Index Level at Review Date | Index Level Appreciation/ Depreciation at Review Date | Total Return at First Review Date | Total Return at Second Review Date | Total Return at Third Review Date | Total Return at Final Review Date |
1,657.80 | 80% | 5.35% | 10.70% | 16.05% | 21.40% |
1,565.70 | 70% | 5.35% | 10.70% | 16.05% | 21.40% |
1,473.60 | 60% | 5.35% | 10.70% | 16.05% | 21.40% |
1,381.50 | 50% | T | 10.70% | 16.05% | 21.40% |
1,289.40 | 40% | 5.35% | 10.70% | 16.05% | 21.40% |
1,197.30 | 30% | 5.35% | 10.70% | 16.05% | 21.40% |
1,105.20 | 20% | 5.35% | 10.70% | 16.05% | 21.40% |
1,013.10 | 10% | 5.35% | 10.70% | 16.05% | 21.40% |
921.00 | 0% | 5.35% | 10.70% | 16.05% | 21.40% |
911.79 | -0.1% | 5.35% | 10.70% | N/A | 0.00% |
874.95 | -5.0% | 5.35% | 10.70% | N/A | 0.00% |
828.90 | -10% | 5.35% | 10.70% | N/A | 0.00% |
782.85 | -15% | N/A | N/A | N/A | -5.56% |
736.80 | -20% | N/A | N/A | N/A | -11.11% |
644.70 | -30% | N/A | N/A | N/A | -22.22% |
552.60 | -40% | N/A | N/A | N/A | -33.33% |
460.50 | -50% | N/A | N/A | N/A | -44.44% |
368.40 | -60% | N/A | N/A | N/A | -55.56% |
276.30 | -70% | N/A | N/A | N/A | -66.67% |
184.20 | -80% | N/A | N/A | N/A | -77.78% |
92.10 | -90% | N/A | N/A | N/A | -88.89% |
0.00 | -100% | N/A | N/A | N/A | -100.00% |
The following examples illustrate how the total returns set forth in the table above are calculated.
Example 1: The level of the Index increases from the Initial Index Level of 921.00 to an Index closing level of 1,013.10 on the first Review Date. Because the Index closing level on the first Review Date of 1,013.10 is greater than the Call Level of 828.90, the notes are automatically called, and the investor receives a single payment of $1,053.50 per $1,000 face amount of notes. There will be no further payments on the notes.

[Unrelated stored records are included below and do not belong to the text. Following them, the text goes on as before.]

PR #212, opened 2018-12-16
Add dsl for specifying sources

eatkins:
It is somewhat clunky in sbt to declare a new source. One must write
something like:
watchSources += Source(sourceDirectory.value, "*.proto", NothingFilter, true)

This gets tedious and is somewhat hard to read. In this commit, I add a
simple dsl that allows us to build up soures:
watchSources += sourceDirectory.value / ** / *.proto
I think this is more readable and makes the intent more clear.

### DIFF
--- a/io/src/main/scala/sbt/io/Path.scala
+++ b/io/src/main/scala/sbt/io/Path.scala
@@ -18,12 +18,13 @@ import java.nio.file.{
 
 import com.swoval.files.FileTreeViews
 import com.swoval.functional.Filter
+import sbt.internal.io.Source
 import sbt.io.FileTreeView.AllPass
 
 import scala.collection.JavaConverters._
 import scala.collection.mutable
 
-final class RichFile(val asFile: File) extends AnyVal with RichNioPath {
+final class RichFile(val asFile: File) extends AnyVal with RichNioPath with DSLExtensions {
   def /(component: String): File = if (component == ".") asFile else new File(asFile, component)
 
   /** True if and only if the wrapped file exists.*/
@@ -86,6 +87,39 @@ final class RichFile(val asFile: File) extends AnyVal with RichNioPath {
 
   def withLinkOptions(linkOption: LinkOption*): LinkOptionPath =
     new LinkOptionPath(asPath, linkOption.toVector)
+}
+
+private[sbt] trait DSLExtensions extends Any {
+  def asFile: File
+  def /(g: PathFinder.**.type): Source =
+    new Source(asFile, AllPassFilter, NothingFilter, recursive = true)
+  def /(g: PathFinder.*.type): Source =
+    new Source(asFile, AllPassFilter, NothingFilter, recursive = false)
+  def /(filter: FileFilter): Source =
+    new Source(asFile, filter, NothingFilter, recursive = false)
+
+  def toSource: Source = {
+    val path = asFile.toPath
+    val (base, recursive, filter) = path.iterator.asScala
+      .foldLeft(
+        (path.getFileSystem.getRootDirectories.asScala.head, false, AllPassFilter: FileFilter)) {
+        case ((basePath, rec, f), part) if part.toString == "**" && !rec =>
+          (basePath, true, f)
+        case ((basePath, rec, f), part) if part.toString.startsWith("*.") && f == AllPassFilter =>
+          (basePath, rec, new ExtensionFilter(part.toString.drop(2)))
+        case ((basePath, rec, f), part) => (basePath.resolve(part), rec, f)
+      }
+    new Source(base.toFile, filter, NothingFilter, recursive)
+  }
+}
+
+final class RichSource(val s: Source) extends AnyVal {
+  def /(filter: FileFilter): Source =
+    new Source(s.base, filter, NothingFilter, recursive = s.recursive)
+  def &&(filter: FileFilter): Source =
+    new Source(s.base, s.includeFilter && filter, s.excludeFilter, s.recursive)
+  def --(filter: FileFilter): Source =
+    new Source(s.base, s.includeFilter -- filter, s.excludeFilter, s.recursive)
 }
 
 final class LinkOptionPath(p: NioPath, lo: Vector[LinkOption]) extends RichNioPath {
@@ -333,6 +367,11 @@ object PathFinder {
 
   def strict(files: Traversable[File]): PathFinder = apply(files)
 
+  case object **
+  import scala.language.dynamics
+  object * extends Dynamic {
+    def selectDynamic(name: String): ExtensionFilter = new ExtensionFilter(name)
+  }
 }
 
 /**
@@ -448,7 +487,7 @@ sealed abstract class PathFinder {
    * Create a PathFinder from this one where each path has a unique name.
    * A single path is arbitrarily selected from the set of paths with the same name.
    */
-  def distinct(): PathFinder = PathFinder { get().map(p => (p.asFile.getName, p)).toMap.values }
+  def distinct(): PathFinder = PathFinder { get().map(p => (p.getName, p)).toMap.values }
 
   /**
    * Constructs a string by evaluating this finder, converting the resulting Paths to absolute path strings,
--- a/io/src/main/scala/sbt/io/syntax.scala
+++ b/io/src/main/scala/sbt/io/syntax.scala
@@ -1,4 +1,5 @@
 package sbt.io
+import sbt.internal.io.Source
 
 private[sbt] trait Alternative[A, B] {
   def |(g: A => Option[B]): A => Option[B]
@@ -18,6 +19,8 @@ object syntax extends IOSyntax0 {
   type File = java.io.File
   type URI = java.net.URI
   type URL = java.net.URL
+  val * = PathFinder.*
+  val ** = PathFinder.**
 
   def uri(s: String): URI = new URI(s)
   def file(s: String): File = new File(s)
@@ -25,4 +28,5 @@ object syntax extends IOSyntax0 {
 
   implicit def fileToRichFile(file: File): RichFile = new RichFile(file)
   implicit def filesToFinder(cc: Traversable[File]): PathFinder = PathFinder.strict(cc)
+  implicit def sourceToRichSource(source: Source): RichSource = new RichSource(source)
 }
--- a/io/src/test/scala/sbt/io/GlobFilterSpec.scala
+++ b/io/src/test/scala/sbt/io/GlobFilterSpec.scala
@@ -1,7 +1,11 @@
 package sbt.io
 import java.io.File
+import java.nio.file.Files
 
 import org.scalatest.{ FlatSpec, Matchers }
+import sbt.internal.io.Source
+
+import scala.util.Properties
 
 class GlobFilterSpec extends FlatSpec with Matchers {
   "GlobFilter" should "work with *" in {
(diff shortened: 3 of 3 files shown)


typesafe-tools:
To validate this pull request against other sbt modules, please visit <A HREF="https://jenkins.scala-sbt.org:8592/job/sbt-validator/parambuild/?sbt=develop&zinc=develop&io=pull/212/head&librarymanagement=develop&util=develop&website=develop&deploy_to_bintray=false&run_sbt_community=false&verbose_dbuild=false&community_verbose=false">this link.</A>

eatkins:
For context, I use this in a WIP topic branch:
https://github.com/eatkins/sbt/commit/8471e388095df81969aa3f85fd0af017d6dd98fd
https://github.com/eatkins/sbt/commit/afea1bb0b01aceaa0be02c8316c3bb81ebdeeda0

io/src/main/scala/sbt/io/Path.scala
```diff
@@ -88,6 +89,39 @@ final class RichFile(val asFile: File) extends AnyVal with RichNioPath {
     new LinkOptionPath(asPath, linkOption.toVector)
 }
 
+private[sbt] trait DSLExtensions extends Any {
+  def asFile: File
+  def /(g: PathFinder.**.type): Source =
```
eed3si9n, line 94: I think overloading `/` infix operator is too subtle.
If I am understanding this correctly, `dir / "somthing"` would return `File`, but `dir / **` would return `Source`?

eed3si9n (changes requested):

io/src/main/scala/sbt/io/Path.scala
eatkins: Yes, that's correct. I use the dsl heavily in this WIP commit:
https://github.com/eatkins/sbt/commit/b16600c6b1908f09daab98a3cbfc3c41496bf9aa

I'm not sure I agree that it's too subtle. For example, I think it's even more subtle that
```
watchSources ++= (sourceDirectory.value ** "*.scala").get
```
works due to the implicit conversion between files and sources.

That being said, is there an alternative syntax that you'd recommend? My main gripe is that I think that sources should be a first class citizen within sbt and right now they are a bit confusing to work with. My argument is essentially that
```
watchSources += baseDirectory.value / ** / *.scala
``` 
is significantly better than
```
watchSources += Source(baseDirectory.value, "*.scala", NothingFilter, recursive = true)
```
One alternative that I can think of that I don't love but is maybe less obtuse is
```
watchSources += baseDirectory.value.recursive.include(*.scala)
```

eatkins: I should add that I like the new syntax because it matches how I would describe the sources using globbing in bash or zsh. I think this makes the conceptual overhead of reading the build definitions lower even if the implementation is slightly harder to understand. FWIW, go to definition works (at least in intellij) so it's pretty easy to figure out what's going on.

io/src/main/scala/sbt/io/Path.scala
```diff
@@ -333,6 +367,11 @@ object PathFinder {
 
   def strict(files: Traversable[File]): PathFinder = apply(files)
 
+  case object **
+  import scala.language.dynamics
+  object * extends Dynamic {
```
eed3si9n, line 372: One of the first things I did when I started hacking on sbt/io was giving English name for `*` operator  e61821319b4e7c0074567d93e1428ad5a7a52aad.

Making `*` a value available to `build.sbt` with dynamic turned on would be confusing to Scala developers, since we'd be like "wait.. how does this work?"

io/src/main/scala/sbt/io/Path.scala
eed3si9n: > That being said, is there an alternative syntax that you'd recommend?

I'd suggest something like this:

```scala
watchSources += baseDirectory.value watchRecursive withExtension("*.scala")
```

io/src/main/scala/sbt/io/Path.scala
eatkins: So we went in the opposite direction :) This is opt-in since I wouldn't be deprecating the old syntax.

I don't really know where we should draw the line on confusing language features (and I agree this is one if you aren't familiar with it). I found the implicit conversion from string to extension filter, e.g.
```
includeFilter in unmanagedSources := "*.java" || "*.scala"
```
difficult to understand because the implicit definitions were hard to find back in the days when I used to develop exclusively with vim. At least with dynamic, you know there must be a class or object defined somewhere named "*" or "**" which is easy to find with grep. 

I suppose I could just publish the dsl is a plugin if you strongly object to this. My viewpoint is significantly influenced by using intellij all the time. Something like this might initially confuse me, but I'd figure it out quickly by doing a goto definition. If you aren't using intellij then this is a pain because you have to find the definition in the sbt source which could take a while.

eatkins:
I took out the TypedPath related commits and pushed a separate PR since the concerns are orthogonal.

io/src/main/scala/sbt/io/Path.scala
eatkins: Maybe we can compromise and provide both? I'd even be willing to put the `*` class that uses Dynamics behind an import, e.g. `import sbt.source.syntax._`.

eatkins:
Now that I think about it more, there is no reason this dsl needs to go in io and should be in sbt itself, if it all. I'll leave this open though until we agree on a syntax we're happy with or we decide not to provide any syntax.

io/src/main/scala/sbt/io/Path.scala
eed3si9n: With or without dynamic, I don't know `*` as a value is good idea in sbt since there's a bunch of uses of that.
Given that we already have a filter that converts from `"*.scala"`, the creation of extension filter should be more explicit like `withExtension("*.scala")`. Hopefully Googling "withExtension sbt" would turn up more result than "sbt "*""

eatkins: I guess, in my head, it's so obvious what `foo / ** / *.scala` should mean that I hadn't really considered searchability. Does searchability matter if the syntax is put behind an import since the author of the build file has explicitly opted in?

The reason that I feel strongly about this is that because I use sbt like a shell, I like the syntax to match the shell as closely as possible. It has much lower cognitive overhead, especially when I want to interactively change the build, e.g.
```
sbt:akka> set Compile / unmanagedResources / inputs += baseDirectory.value / ** / *.txt
[info] Defining Compile / unmanagedResources / inputs
[info] The new value will be used by Compile / unmanagedResources, watchSources
[info] Reapplying settings...
[info] Set current project to akka (in build file:/Users/ethanatkins/work/scratch/akka/)
```
The syntax that you're proposing is good for a static build file where it's only typed once, but is a bit onerous to type in an interactive session. This is also why I like avoiding quotes in the syntax (`baseDirectory.value / "*.scala"`).

eatkins: Perhaps the best compromise is to put the `*` syntax behind an import and add the explicit `withExtension` syntax at the sbt package level. To support the interactive use case, we'd make the `*` syntax available in the shell by default even though it wouldn't be available in build.sbt without import.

Example 2: The level of the Index decreases from the Initial Index Level of 921.00 to an Index closing level of 874.95 on the first Review Date. Because the Index closing level on the first Review Date of 874.95 is greater than the Call Level of 828.90, the notes are automatically called, and the investor receives a single payment of $1,053.50 per $1,000 face amount of notes. There will be no further payments on the notes.
Example 3: The level of the Index decreases from the Initial Index Level of 921.00 to an Index closing level of 736.80 on the first Review Date, 782.85 on the second Review Date, 828.90 on the third Review Date and 921.00 on the final Review Date. Because (a) the Index closing levels of 736.80 on the first Review Date, 782.85 on the second Review Date and 828.90 on the third Review Date were less than their applicable Call Levels, and (b) the Index closing level on the final Review Date of 921.00 was equal to its applicable Call Level, the notes are called on the final Review Date, and the investor receives a single payment of $1,214.00 per $1,000 face amount of notes.
Example 4: The level of the Index decreases from the Initial Index Level of 921.00 to an Index closing level of 736.80 on the first Review Date, 782.85 on the second Review Date, 828.90 on the third Review Date and 874.95 on the final Review Date. Because (a) the Index closing levels on first Review Date, second Review Date, third Review Date and final Review Date of 736.80, 782.85, 828.90 and 874.95, respectively, were each less than their applicable Call Levels, the notes are not called, and (b) the Ending Index Level has not declined by more than 10% from the Initial Index Level, the Payment at Maturity is $1,000 per $1,000 face amount of notes.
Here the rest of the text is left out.